Venezuela Seen Staving Off Default Again Even as Crisis Worsensby
PDVSA to pay $4.1 billion due by year-end, Aberdeen says
Goldman Sachs says country has now fallen into a ‘depression’
Even as Venezuela’s economic collapse deepens, the nation has a good chance of getting through another year without defaulting on its bonds.
That’s the conclusion of money managers including Aberdeen Asset Management and Wall Street banks like JPMorgan Chase & Co.
The cash-strapped country has been on default watch for the past two years as oil prices remain depressed, its economy implodes and political turmoil worsens amid an effort to recall the president. Yet Venezuela has managed to scrounge up enough money to honor billions in debt payments, and this year appears to be no different. Petroleos de Venezuela SA, the struggling state oil producer, has $4.1 billion of debt payments to make before year-end.

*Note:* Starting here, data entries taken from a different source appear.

PR #395, opened 2016-01-26
Fixes #394

### LINKED ISSUE #394: If user logs out, detach any running debug sessions
If the user logs out, she won't be able to set/unset snapshot locations, receive snapshots from the Cloud Debugger, so it's better to detach any running Cloud Debugger sessions.

akerekes:
update logout warning message, detach Cloud Debugger session

### DIFF
--- a/google-account-plugin/src/com/google/gct/login/GoogleLogin.java
+++ b/google-account-plugin/src/com/google/gct/login/GoogleLogin.java
@@ -22,11 +22,11 @@ import com.google.api.client.googleapis.auth.oauth2.GoogleOAuthConstants;
 import com.google.api.client.http.HttpRequestFactory;
 import com.google.api.client.repackaged.com.google.common.annotations.VisibleForTesting;
 import com.google.common.base.Strings;
-import com.google.gct.stats.LoginTracking;
-import com.google.gct.stats.UsageTrackerProvider;
 import com.google.gct.login.ui.GoogleLoginActionButton;
 import com.google.gct.login.ui.GoogleLoginCopyAndPasteDialog;
 import com.google.gct.login.ui.GoogleLoginIcons;
+import com.google.gct.stats.LoginTracking;
+import com.google.gct.stats.UsageTrackerProvider;
 import com.google.gdt.eclipse.login.common.GoogleLoginState;
 import com.google.gdt.eclipse.login.common.LoggerFacade;
 import com.google.gdt.eclipse.login.common.OAuthData;
@@ -51,6 +51,7 @@ import com.intellij.openapi.wm.ex.WindowManagerEx;
 
 import net.jcip.annotations.Immutable;
 
+import org.apache.commons.lang.WordUtils;
 import org.jetbrains.annotations.NotNull;
 import org.jetbrains.annotations.Nullable;
 
@@ -565,8 +566,18 @@ public class GoogleLogin {
    * An implementation of {@link UiFacade} using Swing dialogs and external browsers.
    */
   private class AndroidUiFacade implements UiFacade {
+
+    /**
+     * number of characters to wrap lines after in the logout message
+     */
+    public static final int WRAP_LENGTH = 60;
     private GoogleLoginActionButton myButton;
     private volatile CancellableServerReceiver receiver = null;
+    private GoogleLoginMessageExtender[] messageExtenders;
+
+    public AndroidUiFacade() {
+      this.messageExtenders = Extensions.getExtensions(GoogleLoginMessageExtender.EP_NAME);
+    }
 
     @Override
     public String obtainVerificationCodeFromUserInteraction(String title, GoogleAuthorizationCodeRequestUrl authCodeRequestUrl) {
@@ -640,7 +651,14 @@ public class GoogleLogin {
       String updatedMessage = message;
       if (message.equals("Are you sure you want to sign out?")) {
         updatedMessage += " This will sign out all logged in users.";
+        for (GoogleLoginMessageExtender messageExtender : messageExtenders) {
+          String additionalLogoutMessage = messageExtender.additionalLogoutMessage();
+          if (!Strings.isNullOrEmpty(additionalLogoutMessage)) {
+            updatedMessage += " " + additionalLogoutMessage;
+          }
+        }
       }
+      updatedMessage = WordUtils.wrap(updatedMessage, WRAP_LENGTH, /* newLinestr */ null, /* wrapLongWords */ false);
       return (Messages.showYesNoDialog(updatedMessage, title, GoogleLoginIcons.GOOGLE_FAVICON) == Messages.YES);
     }
 
--- a/google-cloud-tools-plugin/src/com/google/gct/idea/debugger/CloudDebugProcessHandler.java
+++ b/google-cloud-tools-plugin/src/com/google/gct/idea/debugger/CloudDebugProcessHandler.java
@@ -15,7 +15,12 @@
  */
 package com.google.gct.idea.debugger;
 
+import com.google.gct.idea.debugger.ui.LogoutDebugProcessDetacher;
+import com.google.gct.login.CredentialedUser;
+import com.google.gct.login.GoogleLogin;
+
 import com.intellij.execution.process.ProcessHandler;
+import com.intellij.openapi.diagnostic.Logger;
 
 import java.io.OutputStream;
 
@@ -24,10 +29,29 @@ import java.io.OutputStream;
  * returns its output stream.
  */
 public class CloudDebugProcessHandler extends ProcessHandler {
+
+  private static final Logger LOG = Logger.getInstance(CloudDebugProcessHandler.class);
+
   private final CloudDebugProcess myProcess;
 
   public CloudDebugProcessHandler(CloudDebugProcess process) {
     myProcess = process;
+    if (myProcess != null && myProcess.getProcessState() != null) {
+      String userEmail = myProcess.getProcessState().getUserEmail();
+      if (userEmail != null) {
+        final CredentialedUser user = GoogleLogin.getInstance().getAllUsers().get(userEmail);
+        if (user.getGoogleLoginState() != null) {
+          user.getGoogleLoginState()
+              .addLoginListener(new LogoutDebugProcessDetacher<CloudDebugProcessHandler>(this));
+        } else {
+          LOG.error("GoogleLoginState is null. To launch a debug session user needs to be logged in");
+        }
+      } else {
+        LOG.error("userEmail is null. To launch a debug session user needs to be logged in");
+      }
+    } else {
+      LOG.error("process or process state is null. This should only happen in tests");
+    }
   }
 
   @Override
--- a/google-cloud-tools-plugin/src/com/google/gct/idea/debugger/CloudDebuggerClient.java
+++ b/google-cloud-tools-plugin/src/com/google/gct/idea/debugger/CloudDebuggerClient.java
@@ -101,8 +101,12 @@ public class CloudDebuggerClient {
           user.getGoogleLoginState().addLoginListener(new LoginListener() {
             @Override
             public void statusChanged(boolean login) {
-              //aggressively remove the cached item on any status change.
-              myDebuggerClientsFromUserEmail.remove(hashkey);
+              if (!login) {
+                // aggressively remove the cached item on any status change.
+                myDebuggerClientsFromUserEmail.remove(hashkey);
+              } else {
+                // user logged in, should we do something?
+              }
             }
           });
           HttpRequestInitializer initializer = new HttpRequestInitializer() {
--- a/google-cloud-tools-plugin/src/com/google/gct/idea/debugger/ui/LogoutDebugProcessDetacher.java
+++ b/google-cloud-tools-plugin/src/com/google/gct/idea/debugger/ui/LogoutDebugProcessDetacher.java
@@ -1,0 +1,28 @@
+package com.google.gct.idea.debugger.ui;
+
+import com.google.gdt.eclipse.login.common.LoginListener;
+
+import com.intellij.execution.process.ProcessHandler;
+
+/**
+ * Detaches a Cloud Debug sessions represented by an instance of ProcessHandler on a logout event
+ */
+public class LogoutDebugProcessDetacher<H extends ProcessHandler> implements LoginListener {
+
+  private H processHandler;
+
+  public LogoutDebugProcessDetacher(H processHandler) {
+    this.processHandler = processHandler;
+  }
+
+  @Override
+  public void statusChanged(boolean loggedIn) {
+    if (!loggedIn) {
+      detachCloudDebugProcess();
+    }
+  }
+
+  private void detachCloudDebugProcess() {
+    processHandler.detachProcess();
+  }
+}
--- a/google-cloud-tools-plugin/src/com/google/gct/login/IntelliJGoogleLoginMessageExtender.java
+++ b/google-cloud-tools-plugin/src/com/google/gct/login/IntelliJGoogleLoginMessageExtender.java
@@ -1,0 +1,11 @@
+package com.google.gct.login;
+
+import com.google.gct.idea.util.GctBundle;
+
+public class IntelliJGoogleLoginMessageExtender implements GoogleLoginMessageExtender {
+
+  @Override
+  public String additionalLogoutMessage() {
+    return GctBundle.message("clouddebug.logout.additional.message");
+  }
+}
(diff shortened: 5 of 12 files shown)


google-cloud-tools-plugin/src/com/google/gct/idea/debugger/CloudDebuggerClient.java
```diff
@@ -101,8 +102,13 @@ private static Debugger getClient(final @Nullable String userEmail, final int ti
           user.getGoogleLoginState().addLoginListener(new LoginListener() {
             @Override
             public void statusChanged(boolean login) {
-              //aggressively remove the cached item on any status change.
-              myDebuggerClientsFromUserEmail.remove(hashkey);
+              if (!login) {
+                //aggressively remove the cached item on any status change.
```
elharo: nit: space after //

google-cloud-tools-plugin/src/com/google/gct/idea/debugger/ui/CloudDebugProcessDetacher.java
```diff
@@ -0,0 +1,22 @@
...
+import com.intellij.xdebugger.XDebuggerManager;
+
+public class CloudDebugProcessDetacher {
+  public void detachCloudDebugProcesses() {
+    for (Project project : ProjectManager.getInstance().getOpenProjects()) {
+      XDebuggerManager debuggerManager = project
+          .getComponent(XDebuggerManager.class);
+      if (debuggerManager != null) {
+        for (CloudDebugProcess cloudDebugProcess : debuggerManager
+            .getDebugProcesses(CloudDebugProcess.class)) {
```
elharo: I'd prefer not to break before the . if we can help it. Maybe after the colon?

elharo:
lgtm

google-account-plugin/src/com/google/gct/login/GoogleLogin.java
```diff
@@ -639,7 +639,8 @@ public void showErrorDialog(String title, String message) {
     public boolean askYesOrNo(String title, String message) {
       String updatedMessage = message;
       if (message.equals("Are you sure you want to sign out?")) {
-        updatedMessage += " This will sign out all logged in users.";
+        updatedMessage += " This will sign out all logged in users "
```
patflynn: these messages should be in a resource bundle.

google-cloud-tools-plugin/src/com/google/gct/idea/debugger/CloudDebuggerClient.java
```diff
@@ -101,8 +102,13 @@ private static Debugger getClient(final @Nullable String userEmail, final int ti
...
+                myDebuggerClientsFromUserEmail.remove(hashkey);
+                detachCloudDebugProcesses();
+              } else {
+                // user logged in, should we do something?
```
patflynn: are we adding multiple login listeners for each client session?

google-cloud-tools-plugin/src/com/google/gct/idea/debugger/ui/CloudDebugProcessDetacher.java
```diff
@@ -0,0 +1,22 @@
+package com.google.gct.idea.debugger.ui;
+
+import com.google.gct.idea.debugger.CloudDebugProcess;
+
+import com.intellij.openapi.project.Project;
+import com.intellij.openapi.project.ProjectManager;
+import com.intellij.xdebugger.XDebuggerManager;
+
+public class CloudDebugProcessDetacher {
```
patflynn: classes require javadoc

google-cloud-tools-plugin/src/com/google/gct/idea/debugger/CloudDebuggerClient.java
akerekes: Whenever a new connection is requested, a new login listener is added to the user's login state which will remove the connection from the `myDebuggerClientsFromUserEmail` map. In this case `detachCloudDebugProcesses()` will be called multiple times, however once the first one finishes, any subsequent call will not find any active debug sessions, and will not do anything. Nevertheless, it looks like a bad design, so I move the detach action to the process handler class which will also register as a LoginListener, and this way all process will be detached by itself upon notification.

google-account-plugin/src/com/google/gct/login/GoogleLogin.java
patflynn: I've added a bug #397. Don't fix it here.

akerekes:
PTAL @elharo @loosebazooka @patflynn

google-account-plugin/src/com/google/gct/login/GoogleLogin.java
```diff
@@ -639,7 +639,8 @@ public void showErrorDialog(String title, String message) {
...
+            + "and detach all Cloud Debugger session.";
```
elharo: session --> sessions

google-cloud-tools-plugin/src/com/google/gct/idea/debugger/ui/LogoutDebugProcessDetacher.java
```diff
@@ -0,0 +1,28 @@
+package com.google.gct.idea.debugger.ui;
+
+import com.google.gdt.eclipse.login.common.LoginListener;
+
+import com.intellij.execution.process.ProcessHandler;
+
+/**
+ * Detaches a Cloud Debug sessions represented by an instance of ProcessHandler on a logout event
```
elharo: singular or plural?

google-account-plugin/src/com/google/gct/login/GoogleLogin.java
akerekes: fixed

google-cloud-tools-plugin/src/com/google/gct/idea/debugger/ui/LogoutDebugProcessDetacher.java
akerekes: Singular, fixed.

google-cloud-tools-plugin/src/com/google/gct/idea/debugger/CloudDebugProcessHandler.java
```diff
@@ -28,6 +32,16 @@
 
   public CloudDebugProcessHandler(CloudDebugProcess process) {
     myProcess = process;
+    if (myProcess != null && myProcess.getProcessState() != null) {
+      String userEmail = myProcess.getProcessState().getUserEmail();
+      if (userEmail != null) {
+        final CredentialedUser user = GoogleLogin.getInstance().getAllUsers().get(userEmail);
+        if (user.getGoogleLoginState() != null) {
```
patflynn: is it even possible for this to be null?  If it is, should it raise an error?

google-cloud-tools-plugin/src/com/google/gct/idea/debugger/ui/LogoutDebugProcessDetacher.java
```diff
@@ -0,0 +1,28 @@
...
+  private H processHandler;
+
+  public LogoutDebugProcessDetacher(H processHandler) {
+    this.processHandler = processHandler;
+  }
+
+  @Override
+  public void statusChanged(boolean loggedIn) {
+    if (!loggedIn) {
+      detachCloudDebugProcess();
```
patflynn: does this notify the user why the process was detached?

akerekes: No it does not. The notification happens through another channel (i.e. the user clicking on the signout button a confirmation message is shown: [GoogleLogin.java#L643](https://github.com/GoogleCloudPlatform/gcloud-intellij/blob/62aa76b773d82fe84addb02e20122b3f3b6690f9/google-account-plugin/src/com/google/gct/login/GoogleLogin.java#L643)  )

google-cloud-tools-plugin/src/com/google/gct/idea/debugger/CloudDebugProcessHandler.java
akerekes: It can be null in case of incorrect API usage. We could log and error in IDEA that would show up as in internal error and if the user wants, he could submit it as a bug report.

patflynn: SGTM.

elharo:
lgtm

patflynn:
We still need to remove references to the cloud debugger form the login flow.

akerekes:
@patflynn ptal

google-account-plugin/src/com/google/gct/login/GoogleLogin.java
```diff
@@ -567,6 +567,16 @@ public String getInfo() {
...
     private GoogleLoginActionButton myButton;
     private volatile CancellableServerReceiver receiver = null;
+    private GoogleLoginMessageExtender messageExtender;
+
+    public AndroidUiFacade() {
+      GoogleLoginMessageExtender[] messageExtenders = Extensions.getExtensions(GoogleLoginMessageExtender.EP_NAME);
+      if (messageExtenders.length == 0) {
+        messageExtender = new DummyGoogleLoginMessageExtender();
+      } else {
+        messageExtender = messageExtenders[0];
```
patflynn: why only accept the first message?

patflynn:
Just curious,  was it not workable to just pop up a debugger dialog or notification on logout?

akerekes:
When the user clicks on logout, there is already a dialog shown to confirm the logout. It feels a better experience for me to have the information in the same dialog than showing another popup or notification.

google-account-plugin/src/com/google/gct/login/GoogleLogin.java
akerekes: At that time it seemed reasonable to expect only one extension to provide messages. We can however allow any number, though their order of execution will be arbitrary initially (the order IJ/AS returns  the corresponding extensions) as I see no point in implementing some kind of priority logic currently.

patflynn: I don't think that's a safe assumption.  If you include an EP in the
account plugin many of the plugin's clients in Android Studio (such as
Google Play, Cloud Testing, Firebase), could conceivably try to use it.

google-cloud-tools-plugin/src/com/google/gct/login/IntelliJGoogleLoginMessageExtender.java
```diff
@@ -0,0 +1,11 @@
+package com.google.gct.login;
+
+import com.google.gct.idea.util.GctBundle;
+
+public class IntelliJGoogleLoginMessageExtender implements GoogleLoginMessageExtender {
+
+  @Override
+  public String additionalLogoutMessage() {
+    return GctBundle.message("clouddebug.logout.additional.message");
```
loosebazooka: Is this only activated if we have debugger sessions active? It seems odd that all users will see this message?

loosebazooka: Preferably, there could be a "has additional message" or something?

google-cloud-tools-plugin/src/com/google/gct/idea/debugger/CloudDebugProcessHandler.java
```diff
@@ -24,10 +29,29 @@
...
+          user.getGoogleLoginState()
+              .addLoginListener(new LogoutDebugProcessDetacher<CloudDebugProcessHandler>(this));
+        } else {
+          LOG.error("GoogleLoginState is null, to launch a debug session user needs to be logged in");
```
elharo: . To launch

google-cloud-tools-plugin/src/com/google/gct/idea/debugger/CloudDebugProcessHandler.java
```diff
@@ -24,10 +29,29 @@
...
+        }
+      } else {
+        LOG.error("userEmail is null, to launch a debug session user needs to be logged in");
```
elharo: . To launch

google-cloud-tools-plugin/src/com/google/gct/idea/debugger/CloudDebugProcessHandler.java
```diff
@@ -24,10 +29,29 @@
...
+      }
+    } else {
+      LOG.error("process or process state is null, this should only happen in tests");
```
elharo: . This should

google-account-plugin/src/com/google/gct/login/GoogleLogin.java
```diff
@@ -565,8 +566,23 @@ public String getInfo() {
...
+     */
+    public static final int WRAP_LENGTH = 60;
     private GoogleLoginActionButton myButton;
     private volatile CancellableServerReceiver receiver = null;
+    private GoogleLoginMessageExtender[] messageExtenders;
+
+    public AndroidUiFacade() {
+      GoogleLoginMessageExtender[] messageExtenders = Extensions.getExtensions(GoogleLoginMessageExtender.EP_NAME);
+      if (messageExtenders.length == 0) {
+        this.messageExtenders = new GoogleLoginMessageExtender[0];
```
patflynn: how is this different from what's already assigned to messageExtenders?

google-account-plugin/src/com/google/gct/login/GoogleLogin.java
```diff
@@ -640,7 +656,14 @@ public boolean askYesOrNo(String title, String message) {
       String updatedMessage = message;
       if (message.equals("Are you sure you want to sign out?")) {
```
patflynn: not related to your change, but this code is crazy. (just saying. I'm not asking you to fix it)

google-cloud-tools-plugin/src/com/google/gct/login/IntelliJGoogleLoginMessageExtender.java
akerekes: There's a method to obtain all states listening in the background that is being renamed in an upcoming PR (not yet submitted). I'd rather merge that PR, then extract the method and make it available for this message extender to check if there are any debug sessions running in the background and display the message only if there's any.

google-account-plugin/src/com/google/gct/login/GoogleLogin.java
```diff
@@ -640,7 +656,14 @@ public boolean askYesOrNo(String title, String message) {
...
         updatedMessage += " This will sign out all logged in users.";
+        for (GoogleLoginMessageExtender messageExtender : messageExtenders) {
+          String additionalLogoutMessage = messageExtender.additionalLogoutMessage();
+          if (!Strings.isNullOrEmpty(additionalLogoutMessage)) {
+            updatedMessage += " " + additionalLogoutMessage;
+          }
+        }
       }
+      updatedMessage = WordUtils.wrap(updatedMessage, WRAP_LENGTH, null, false);
```
patflynn: it helps readability here if you add param docs /* paramName */ as part of each null or boolean flag.

google-account-plugin/src/com/google/gct/login/GoogleLogin.java
```diff
@@ -753,4 +776,12 @@ public void logWarning(String msg) {
       LOG.warn(msg);
     }
   }
+
+  private class DummyGoogleLoginMessageExtender implements GoogleLoginMessageExtender {
```
patflynn: I'm not seeing this in use anywhere.

google-account-plugin/src/com/google/gct/login/GoogleLogin.java
akerekes: this.messageExtenders is null by the field declaration, this saves a null check whenever we want to iterate over the array. I can move the initialization to the field declaration though.

patflynn: Extensions.getExtensions returns a @NotNull though.

google-account-plugin/src/com/google/gct/login/GoogleLogin.java
akerekes: I agree!

patflynn:
Make sure you ping this thread when you've addressed all comments and are ready for another look.

LGTM. Make sure you squash commits.

akerekes:
PTAL @patflynn

patflynn:
@akerekes is there a recent change I should look at? You already have my LGTM.

patflynn:
you should make sure that @elharo and @loosebazooka have resolved their concerns.

akerekes:
PTAL @elharo @loosebazooka

google-cloud-tools-plugin/src/com/google/gct/login/IntelliJGoogleLoginMessageExtender.java
loosebazooka: Sure, maybe file a issue against additional message functionality? Perhaps additionalLogoutMessage can return null (with a @nullable annotation).

loosebazooka:
LGTM, probably still want @elharo to look again.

“We think they have sufficient resources to pay” $1.4 billion coming due in October, said Anthony Simond, a money manager at London-based Aberdeen Asset Management, which oversees about $10 billion of emerging-market debt. He owns notes due in 2016 and 2017 issued by PDVSA, as the oil company is known.
While he acknowledges the $2.7 billion of payments in November will be a “bit trickier,” he said President Nicolas Maduro wants “to avoid a default at any cost.” Oil Minister Eulogio Del Pino, who is also president of PDVSA, has said the company is in advanced talks to refinance debt due in the next 18 months.
For an analysis of how PDVSA can win a debt reprieve, click here
Maduro’s hold on power is increasingly tenuous as worsening shortages of everything from food to medicine fan public discontent. Alberto Ramos, an economist at Goldman Sachs Group Inc., said in a July 22 note that the country has fallen into a “depression” with signs of hyperinflation, but is likely to make all its debt payments this year by drawing down international reserves.
The International Monetary Fund predicts gross domestic product will shrink an unprecedented 10 percent this year, while inflation will exceed 700 percent. On July 20, Alejandro Werner, director of the IMF’s Western Hemisphere department, said Venezuela will be home to the “worst growth and inflation performance in the world.”
Despite all this, JPMorgan analysts led by Ben Ramsey expect Venezuela to make good on debt payments.
“We remain of the view that willingness to pay is very high,” they said in July 27 note to clients. “And PDVSA has no intention of triggering a credit event.”
After slashing default bets in recent months, traders boosted them last week after Maduro shook up his cabinet, a move that included replacing a key member of his economic team and giving a top post to a military general accused of drug trafficking by the U.S.
PDVSA’s press office declined to comment about any debt initiatives underway at the company or investors’ perception of the producer’s creditworthiness. Calls and e-mails to officials at the central bank went unanswered.
To get by, Venezuela will count on a rebound in crude prices, its gold reserves and financing deals from China, according to Walter Molano, chief economist at BCP Securities LLC in Greenwich, Connecticut.
“I feel pretty confident they will pay,” he said, adding that a PDVSA default would create even more complications for the economy. "Without oil, Venezuela dies."